**Description of the task**
Everything from the first line of the material below through the line containing "This PR implements" must be retyped exactly, and nothing past it.
*** Exercise data ***
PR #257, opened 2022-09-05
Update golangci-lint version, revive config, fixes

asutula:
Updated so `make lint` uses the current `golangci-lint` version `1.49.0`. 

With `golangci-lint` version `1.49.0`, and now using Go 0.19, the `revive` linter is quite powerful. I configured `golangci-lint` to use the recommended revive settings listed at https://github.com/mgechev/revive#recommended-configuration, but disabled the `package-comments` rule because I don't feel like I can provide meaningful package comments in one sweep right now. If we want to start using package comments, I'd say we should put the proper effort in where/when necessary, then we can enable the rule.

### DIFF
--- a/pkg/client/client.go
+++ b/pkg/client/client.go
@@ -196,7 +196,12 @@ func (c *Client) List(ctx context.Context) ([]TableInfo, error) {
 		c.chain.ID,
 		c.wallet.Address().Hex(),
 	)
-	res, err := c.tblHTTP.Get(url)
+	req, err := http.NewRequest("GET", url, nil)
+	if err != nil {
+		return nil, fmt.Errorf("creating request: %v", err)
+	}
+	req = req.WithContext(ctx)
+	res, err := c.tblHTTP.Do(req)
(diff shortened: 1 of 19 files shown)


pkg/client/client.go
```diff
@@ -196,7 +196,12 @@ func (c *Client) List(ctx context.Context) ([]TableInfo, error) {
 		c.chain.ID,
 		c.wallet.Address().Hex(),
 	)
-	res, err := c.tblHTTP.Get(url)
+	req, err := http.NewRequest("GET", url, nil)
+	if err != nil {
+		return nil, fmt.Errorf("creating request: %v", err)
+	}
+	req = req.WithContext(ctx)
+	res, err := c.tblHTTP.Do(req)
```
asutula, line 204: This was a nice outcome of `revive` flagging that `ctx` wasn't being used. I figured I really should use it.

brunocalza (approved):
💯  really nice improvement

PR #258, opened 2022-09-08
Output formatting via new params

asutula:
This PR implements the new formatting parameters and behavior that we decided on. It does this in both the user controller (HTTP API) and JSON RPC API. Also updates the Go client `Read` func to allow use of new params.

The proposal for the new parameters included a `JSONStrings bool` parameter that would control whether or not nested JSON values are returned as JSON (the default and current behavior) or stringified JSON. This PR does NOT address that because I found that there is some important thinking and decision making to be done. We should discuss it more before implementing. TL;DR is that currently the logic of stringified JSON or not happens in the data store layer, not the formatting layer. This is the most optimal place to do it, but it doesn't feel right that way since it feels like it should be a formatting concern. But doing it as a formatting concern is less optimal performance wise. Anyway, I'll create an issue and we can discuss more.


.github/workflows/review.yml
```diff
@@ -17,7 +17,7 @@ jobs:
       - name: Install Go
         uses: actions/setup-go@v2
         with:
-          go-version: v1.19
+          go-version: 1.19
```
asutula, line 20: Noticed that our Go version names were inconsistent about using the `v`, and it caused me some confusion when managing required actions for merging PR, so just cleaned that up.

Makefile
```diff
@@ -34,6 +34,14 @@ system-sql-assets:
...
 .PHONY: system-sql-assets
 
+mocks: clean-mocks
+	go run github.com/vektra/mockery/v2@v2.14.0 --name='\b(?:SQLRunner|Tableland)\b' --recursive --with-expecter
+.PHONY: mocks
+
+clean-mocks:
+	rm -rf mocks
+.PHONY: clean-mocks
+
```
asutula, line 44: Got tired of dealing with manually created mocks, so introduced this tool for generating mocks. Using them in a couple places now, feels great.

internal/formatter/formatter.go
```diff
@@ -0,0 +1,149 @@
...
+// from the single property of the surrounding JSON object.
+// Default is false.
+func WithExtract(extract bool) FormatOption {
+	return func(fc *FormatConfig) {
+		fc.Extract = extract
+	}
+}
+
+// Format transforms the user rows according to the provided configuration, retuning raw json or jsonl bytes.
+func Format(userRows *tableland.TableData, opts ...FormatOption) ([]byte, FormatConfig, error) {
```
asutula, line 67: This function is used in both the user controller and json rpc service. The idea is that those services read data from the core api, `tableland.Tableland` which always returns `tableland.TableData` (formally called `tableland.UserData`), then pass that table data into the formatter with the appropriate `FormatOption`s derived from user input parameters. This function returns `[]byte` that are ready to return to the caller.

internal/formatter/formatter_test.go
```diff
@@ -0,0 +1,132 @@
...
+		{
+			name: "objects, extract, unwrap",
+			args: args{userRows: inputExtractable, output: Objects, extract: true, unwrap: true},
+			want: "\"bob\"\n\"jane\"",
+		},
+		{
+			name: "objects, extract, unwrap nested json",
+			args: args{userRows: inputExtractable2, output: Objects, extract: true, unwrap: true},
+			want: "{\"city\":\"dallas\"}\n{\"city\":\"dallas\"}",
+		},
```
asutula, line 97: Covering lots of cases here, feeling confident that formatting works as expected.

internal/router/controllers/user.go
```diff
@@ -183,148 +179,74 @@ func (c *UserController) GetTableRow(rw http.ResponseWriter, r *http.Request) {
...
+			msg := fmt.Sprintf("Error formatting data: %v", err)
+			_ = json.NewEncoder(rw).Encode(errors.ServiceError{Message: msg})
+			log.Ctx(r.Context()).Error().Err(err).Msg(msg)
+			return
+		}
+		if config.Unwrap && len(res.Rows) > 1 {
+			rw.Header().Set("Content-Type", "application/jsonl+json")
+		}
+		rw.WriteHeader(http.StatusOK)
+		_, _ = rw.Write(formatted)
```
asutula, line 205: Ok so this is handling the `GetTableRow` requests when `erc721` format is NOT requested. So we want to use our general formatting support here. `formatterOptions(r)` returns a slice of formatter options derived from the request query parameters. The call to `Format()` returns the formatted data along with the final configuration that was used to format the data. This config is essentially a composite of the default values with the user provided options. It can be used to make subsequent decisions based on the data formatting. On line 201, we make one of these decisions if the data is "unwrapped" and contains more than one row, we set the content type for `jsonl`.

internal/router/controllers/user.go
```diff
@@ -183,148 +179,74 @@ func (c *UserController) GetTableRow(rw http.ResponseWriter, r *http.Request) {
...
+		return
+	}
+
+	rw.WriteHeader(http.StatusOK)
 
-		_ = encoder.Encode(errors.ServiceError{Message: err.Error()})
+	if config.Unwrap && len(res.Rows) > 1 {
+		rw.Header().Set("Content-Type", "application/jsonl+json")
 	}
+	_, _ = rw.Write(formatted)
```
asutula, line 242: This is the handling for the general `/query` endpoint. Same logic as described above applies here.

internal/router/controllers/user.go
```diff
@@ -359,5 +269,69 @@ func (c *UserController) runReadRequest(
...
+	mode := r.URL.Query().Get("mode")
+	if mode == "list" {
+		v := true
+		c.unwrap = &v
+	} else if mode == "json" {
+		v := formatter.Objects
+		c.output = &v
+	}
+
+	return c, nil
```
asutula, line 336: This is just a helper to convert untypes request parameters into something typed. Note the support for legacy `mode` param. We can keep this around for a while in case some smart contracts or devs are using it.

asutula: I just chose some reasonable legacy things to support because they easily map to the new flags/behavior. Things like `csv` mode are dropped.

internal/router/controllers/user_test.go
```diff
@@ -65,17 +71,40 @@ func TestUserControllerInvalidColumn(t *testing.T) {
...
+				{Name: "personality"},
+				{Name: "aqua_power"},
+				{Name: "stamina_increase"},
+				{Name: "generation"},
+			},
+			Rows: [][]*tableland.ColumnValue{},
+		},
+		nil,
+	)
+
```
*** End of Exercise data ***
**Response**
PR #257, opened 2022-09-05
Update golangci-lint version, revive config, fixes

asutula:
Updated so `make lint` uses the current `golangci-lint` version `1.49.0`. 

With `golangci-lint` version `1.49.0`, and now using Go 0.19, the `revive` linter is quite powerful. I configured `golangci-lint` to use the recommended revive settings listed at https://github.com/mgechev/revive#recommended-configuration, but disabled the `package-comments` rule because I don't feel like I can provide meaningful package comments in one sweep right now. If we want to start using package comments, I'd say we should put the proper effort in where/when necessary, then we can enable the rule.

### DIFF
--- a/pkg/client/client.go
+++ b/pkg/client/client.go
@@ -196,7 +196,12 @@ func (c *Client) List(ctx context.Context) ([]TableInfo, error) {
 		c.chain.ID,
 		c.wallet.Address().Hex(),
 	)
-	res, err := c.tblHTTP.Get(url)
+	req, err := http.NewRequest("GET", url, nil)
+	if err != nil {
+		return nil, fmt.Errorf("creating request: %v", err)
+	}
+	req = req.WithContext(ctx)
+	res, err := c.tblHTTP.Do(req)
(diff shortened: 1 of 19 files shown)


pkg/client/client.go
```diff
@@ -196,7 +196,12 @@ func (c *Client) List(ctx context.Context) ([]TableInfo, error) {
 		c.chain.ID,
 		c.wallet.Address().Hex(),
 	)
-	res, err := c.tblHTTP.Get(url)
+	req, err := http.NewRequest("GET", url, nil)
+	if err != nil {
+		return nil, fmt.Errorf("creating request: %v", err)
+	}
+	req = req.WithContext(ctx)
+	res, err := c.tblHTTP.Do(req)
```
asutula, line 204: This was a nice outcome of `revive` flagging that `ctx` wasn't being used. I figured I really should use it.

brunocalza (approved):
💯  really nice improvement

PR #258, opened 2022-09-08
Output formatting via new params

asutula:
This PR implements the new formatting parameters and behavior that we decided on. It does this in both the user controller (HTTP API) and JSON RPC API. Also updates the Go client `Read` func to allow use of new params.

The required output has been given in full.